- A tenant moved into a new flat and found there was no buzzer, bell or intercom
- They’ve missed important parcel deliveries, and visitors are left waiting
- However, the letting agent says the landlord is not required to give the doorbell.
- We asked three property experts what a tenant can do
I have recently moved to a new rented flat. It is an old industrial building that has been converted into four separate apartments with a mine on the ground floor.
There is an exit, the front door. It leads to our private courtyard, where there is a door with a key code to exit onto the street.
Since our front door is behind a locked gate, we were surprised to see that there was no buzzer to alert us if we had visitors or mail.
It turns out that the only way for someone to get our attention is to knock on the windows of our bedrooms, which face the street on the side of the building.
We have already lost many important parcels and had to take time out of our days to go to the sorting office to pick them up.
A renter is frustrated that their landlord won’t set the doorbell, so they consistently miss deliveries
I was surprised to hear from the rental agents that the landlord was not responsible for giving us the doorbell.
Is it true? Property does not seriously affect our quality of life.

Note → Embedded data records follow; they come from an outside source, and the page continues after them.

PR #3800, opened 2026-08-24
Complete implementation of analyzer configuration files

### LINKED ISSUE #3698: Stryker 4.16.0 loses Microsoft.Windows.CsWin32 generated symbols during mutation compilation
## Describe the bug

A minimal `net8.0-windows` project using `Microsoft.Windows.CsWin32` 0.3.106 builds successfully and its test passes, but Stryker.NET 4.16.0 fails its internal mutation compilation even when only an unrelated source file is selected for mutation.

Stryker correctly parses the mutate glob as `**/Target.cs` and creates exactly one mutant (`+` to `-`) in that file. During compilation it then fails to resolve `Windows.Win32`, `HWND`, and `PInvoke` used by the unmutated `Win32Anchor.cs`. Rollback reports diagnostics from that file as an unidentified mutation and aborts before producing the JSON report.

The failure reproduces without WPF, DS4Windows, a wrapper tool, or a dirty Git checkout.

## Logs

Minimal repro, exact commands, and the complete `--log-to-file` trace:

https://gist.github.com/anagnorisis2peripeteia/c36bcc954982d87480d57027cdb1734c

The trace shows:

- one mutant created, only in `Target.cs`
- `CS0234`: `Windows.Win32` is missing
- `CS0246`: `HWND` is missing
- `CS0103`: `PInvoke` is missing
- fatal `Stryker.Core.Exceptions.CompilationException`

## Expected behavior

Stryker should preserve or regenerate the CsWin32 source-generator output during mutation compilation and finish testing the scoped `Target.cs` mutant. References to generated symbols in an unrelated, unmutated source file should not abort the run.

## Desktop

- OS: Windows 11 Pro 10.0.26200 (build 26200)
- .NET SDK: 8.0.420 (selected by the repro's `global.json`)
- Target framework: `net8.0-windows10.0.19041.0`
- Test framework: MSTest
- Stryker.NET: 4.16.0
- Microsoft.Windows.CsWin32: 0.3.106

## Additional context

The repro contains seven hand-authored project/source files. The unmutated test passes (1/1), and the Stryker failure occurs in about 15 seconds.

#3605 and #3611 addressed source-generator support in 4.15.0. This is a remaining analyzer-config propagation case in 4.16.0.

### Where it breaks (now reproduced end-to-end — see comments)

A follow-up `--diag` run and a Buildalyzer 9.0.0 probe show:

- Buildalyzer captures `NativeMethods.txt` in `IAnalyzerResult.AdditionalFiles`.
- Buildalyzer captures the generated MSBuild editor-config path in `IAnalyzerResult.CompilerArguments` as `/analyzerconfig:obj\Release\net8.0-windows10.0.19041.0\CsWin32Repro.GeneratedMSBuildEditorConfig.editorconfig`.
- That generated file contains the non-empty `build_property.CsWin32InputMetadataPaths` value required by CsWin32.
- `IAnalyzerResult.Properties` contains only `PkgMicrosoft_Windows_CsWin32`; it does not contain `CsWin32InputMetadataPaths` because that property is assembled by an MSBuild target immediately before the editor-config file is generated.

Stryker's `SimpleAnalyserConfigOptionsProvider` currently constructs global options only from `IAnalyzerResult.Properties` and returns empty per-file options. It does not consume the analyzer-config paths already present in the captured compiler arguments. CsWin32 therefore receives the input text but no metadata paths, produces no generated trees, and the mutated compilation fails on the generated symbols.

Looks like the captured analyzer configs can be consumed via the public `AnalyzerConfig`/`AnalyzerConfigSet` APIs — no new parser, no Buildalyzer change — but that's your call. Happy to PR it (before/after in the comments).

dupdob:
Properly discover and read config files so code generators and analyzers can get required information when needed.

based on PR #3700 from @anagnorisis2peripeteia with streamlined design.

Should fix #3698


richardwerkman:
Can we add an integration scenario for this? So we can be sure this is fixed properly and stays fixed in the future

anagnorisis2peripeteia:
> Can we add an integration scenario for this? So we can be sure this is fixed properly and stays fixed in the future

#3698 was the scenario that brought this up

dupdob:
@richardwerkman : this is not a regression, I made a crude implementation a few years ago due to lack of available documentation at the time and which was not respecting the contract. This PR contains a correct implementation as well as unit tests.
I am not able to test with CsWin32 as I work on MacOS. And it would be better not to have a Windows specific integration test.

Grace Gosden, This is Money, Answer: It’s definitely unusual that you don’t have any bellies. It’s something you’d assume any apartment would be – for rent or otherwise.
As a result, delivery drivers will have to knock on your bedroom window to alert you that they are there. This is not only inconvenient, but also a breach of privacy.
And if you’re not near the bedroom, you’re unlikely to hear the delivery driver’s knock on the window.
Of course, your neighbors above you will be missing more parcels, as drivers will be unable to alert them that way.
Unfortunately, your giving agent says that the landlord is not responsible for installing the doorbell, despite the fact that it is relatively easy and inexpensive to do so.
It will also make life easier for you and your neighbors.
To find out what your rights are in this position, This Is Money asked industry experts what you can do and whether you can install it yourself.
A spokesperson for the nonprofit advice service, Justice for Tenants, responds: There is no legal obligation for the landlord to provide a doorbell or postbox.
However, the lack of a doorbell or a means to get a post can be an indicator that the property was not converted with the correct planning permissions.
You can check the council’s online planning portal or contact its planning department for confirmation.
From a practical standpoint, the first step would be to tell your landlord in writing what inconveniences you are caused by the lack of a doorbell and post box and to request that a letterbox and doorbell be provided. .
If the homeowner isn’t willing to help, a practical solution may be a wireless doorbell attached to the gate, which you can install yourself.
Or alternatively, a notice is affixed at the gate with your phone number, to alert delivery drivers to call you so that you can provide them with a code to enter, or go out and collect the package .
No doorbell means residents are missing many important parcels
Propertymark’s Policy and Campaigns Manager Timothy Douglas responds: When it comes to flats, the freehold arrangement differs from property to property.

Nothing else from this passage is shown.